Das ist ein Entwurf. Die fertige Version kann dann hier eingesehen werden.

Antrag zur Haushaltsberatung 2014

Ausstieg aus der Finanzierung von Stuttgart 21

Seit Stuttgart 21 der Öffentlichkeit vorgestellt wurde sind nun 20 Jahre ins Land gegangen. Die Region hat sich daran beteiligt, weil sich sich Verbesserung für den Nahverkehr in der Region versprach. Nach nun über 20 Jahren Planung ist die Bilanz ernüchternd. Bei der Erhöhung zum Planfestellungsabschnitt 1.3 (Filderbahnhof) traten offensichtliche Mängel zu Tage, die ernsthafte Zweifel aufkommen lassen, dass die Deutsche Bahn AG das Projekt im Griff hat.

Statt der erhofften Verbesserung sieht die Realität so aus:

– Keine Leistungverbesserung: Statt der versprochenen 30% Zuwachs, schafft Stuttgart 21 nur 70% der Leistungsfähigkeit des ehemaligen Kopfbahnhofes
– Sicherheit: Selbst nach 20 Jahren Planung kann die Bahn kein Brandschutz-/und Sicherheitskonzept für den Tiefbahnhof und den Fildertunnel vorlegen. Der Tiefbahnhof hat das 6-fache der höchst zulässigen Gleisneigung.
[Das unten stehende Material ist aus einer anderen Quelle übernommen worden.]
PR #825, opened 2026-07-28
Phase 3: search delink with stable snapshot and threaded find-all

Renu-Priya411:
Phase 3: search delink with stable snapshot and threaded find-all


src/searchdialog.cpp
```diff
@@ -312,24 +349,21 @@ void SearchDialog::startParallelFindAll(QRegularExpression searchTextRegExp)
...
             if (buf.isEmpty())
                 continue;
 
             msg.setMsg(buf);
-            msg.setIndex(msgIndex);
+            msg.setIndex(row.messageIndex);
 
             if (doDecode && pluginPtr)
-                pluginPtr->decodeMsg(msg, dlg ? dlg->fSilentMode : 0);
+                (void)pluginPtr->decodeMsgTry(msg, dlg ? dlg->fSilentMode : 0);
```
Pavithra-aa-Anand: decodeMsgTry returns false if tryLock fails.
In parallel Find-All, that return value is ignored, and matching continues. when lock is busy, some messages are searched without decode, so decode-dependent payload matches can be missed. This behaviour is intermittent.

src/searchdialog.cpp
Pavithra-aa-Anand: SearchDialog destructor waits on waitForFinished() after cancellation. If search already completed, there is no issue. The risk appears when closing while Find-All is still running: worker tasks in long I/O or plugin decode can delay completion, so close may feel like an app hang. This is most likely on large logs.

src/dltfileindexer.cpp
```diff
@@ -787,15 +806,29 @@ void DltFileIndexer::run()
     // indexFilter
     if(mode == modeIndexAndFilter || mode == modeFilter)
     {
-        QStringList filenames;
-        for(int num=0;num<dltFile->getNumberOfFiles();num++)
-            filenames.append(dltFile->getFileName(num));
-        if((mode != modeNone) && !indexFilter(filenames))
+        const bool effectiveFilteringEnabled = filtersEnabled && hasActivePositiveOrNegativeFilters(dltFile->getFilterList());
```
Pavithra-aa-Anand: Opened log can appear empty when filters are enabled but no active filter rules exist.
reloadLogFileFinishFilter restores filter mode from filtersEnabled instead of the indexer’s effective filtering result. With settings enabled but no active positive/negative rules, this can re-enable filtering against an empty filter index and make opened logs appear empty.

src/searchdialog.cpp
Renu-Priya411: fixed

src/searchdialog.cpp
Renu-Priya411: fixed

src/dltfileindexer.cpp
Renu-Priya411: fixed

Es besteht eine extreme Unfallgefahr.
– Zuverlässigkeit: Der geplante Filderbahnhof bringt den Takt der S-Bahn im Filderbereich durcheinander. Das hat Auswirkungen auf das gesammte S-Bahn Netz der Region Stuttgart.
– Planungstand: Die Planungen für den Filderbahnhof sind erneut gescheitert. Seit 2002 liegt in diesem Bereich kein genehmigungsfäges Konzept vor.
– Bauarbeiten: Trotz nun schon 4-jähriger Bauzeit wurde immer noch nicht mit dem Bau des Nesenbachdüker begonnen. Dieses Bauwerk ist Voraussetzung für den Bau des Tiefbahnhofes und sollte schon seit 2013 im Bau sein.
– Finanzierung: Die Rechtmäßigkeit der Mischfinanzierung ist nicht geklärt, es liegen erhebliche Zweifel vor. Schon im Dezember 2012 musste die Bahn eingestehen, dass der vereinbarte Kostenrahmen nicht einzuhalten ist.
– S-Bahn: Kein Nottfallkonzept für den S-Bahn Tunnel in der Innenstadt von Stuttgart, erhebliche Beinträchtigung durch den geplanten Mischverkehr auf den Fildern.
– Attraktivität: Durch den geplanten Tiefbahnhof mit lediglich 8 Gleisen ist es auf Dauer unmöglich einen Integrierten Taktfahrplan zu fahren. Der Verkehrsknotenpunkt verliert weiter an Wettbewerbsfähigkeit.

Die Aufgabe der Region ist eine Sicherstellung des Verkehres der Verbundstufe I. Es gibt keine Möglichkeit Stuttgart 21 fortzusetzen, ohne weitere erhebliche negative Auswirkungen auf den S-Bahn Verkehr.

DIE LINKE beantragt daher:

1. Die Region Stuttgart sieht Stuttgart 21 als gescheitert an und beendet die Projektpartnerschaft.
2. Die Region Stuttgart erkennt die falschen Angaben zur Leistungsfähigkeit, Kosten und Sicherheit als Vertragsbruch und versätzliche Täuschung durch die Bahn AG an und kündigt die Finanzierungsvereinbarung fristlos.
3. Die Region stellt die vereinbarten Zahlungen ein und fordert die Rückzahlung der schon gezahlten Gelder.